К концу выходных я знала, что люблю этого извращенного, умного и нежного мужчину.
Наконец закончив, он привязал меня к ножке кровати, как животное. Руки у меня были связаны за спиной. И позволил мне уснуть, опустошенной, неловко свернувшись на полу в поиске более удобной позы.
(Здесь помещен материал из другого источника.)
PR #1106, opened 2015-12-29
Better C++11 compiler detection

RangelReale:
* Use separate C++11 flag detection for AppleClang
* Fix Format.h for non-C++11 compilers
* Use -ge for compiler version comparison

Compiled on OSX Yosemite (AppleClang 700+), and on Linux with GCC 4.6, 4.8, 4.9 and 5.1.
Clang on Linux has incompatibilites with GCC headers on C++11 mode, so couldn't be tested.

### DIFF
--- a/Foundation/include/Poco/Format.h
+++ b/Foundation/include/Poco/Format.h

Может звучать странно, что подобная жестокость и унижение привели меня к этой мысли, но к концу выходных я знала, что люблю этого извращенного, умного и нежного мужчину, который расстраивается, когда обижают животных, но находит удовольствие в том, чтобы проделывать со мной подобные вещи. Он понял во мне те черты, о которых я едва ли могу говорить вслух, и позволил мне испытать немыслимое наслаждение, близкое к катарсису. Ощущения были так сильны, что у меня захватывало дух – казалось, никто и никогда не знал меня лучше, чем он, никто не мог понять лучше мою личность.
И так, что может произойти после самого яркого сексуального опыта в вашей жизни, который доставил вам боль – и душевную, и физическую – на много дней вперед?
Ответ таков: ничего.
Когда мы прощались, он был немногословен, но не более, чем обычно. Мы разошлись по домам, уик-энд завершился, и началась работа. По крайней мере именно так я думала в тот момент, когда потянулась, чтобы поцеловать его, наслаждаясь на прощание теплотой его объятий, и мы пошли в разные стороны.
Придя домой, я, как обычно, написала ему сообщение. Ответа не было, но я решила, что уже поздно, он совершенно разбит, а завтра рано вставать. Наутро – опять молчание; в общем, в тот день я ничего от него не услышала. Это показалось мне странным: последние месяцы мы общались по несколько раз в день. Не случилось ли чего? Я послала второе сообщение: мол, все ли в порядке? Тишина. Потом я послала по электронной почте ссылку на новость, которая могла его заинтересовать, – не хотела показаться навязчивой, но послала письмо и на рабочий, и на домашний адрес. Я очень ждала ответа.
Ничего.
Три дня я была сама не своя. Сообщения на автоответчике и смс – обычные, бодренькие, но с тревожным подтекстом – остались без ответа. Я ходила на работу, что-то делала, была на дне рождения у подружки, но… где-то в глубине сознания я постоянно думала о Джеймсе. Не заболел ли? Почему не выходит на связь? На четвертый день я не выдержала и позвонила ему в офис. Я не назвалась и напомнила себе безумную бабу, преследующую предмет своей страсти. Секретарша была очень предупредительна: да, он, конечно, на месте, но сейчас говорит по другому телефону. Хочу ли я оставить сообщение или, может, узнать электронный адрес?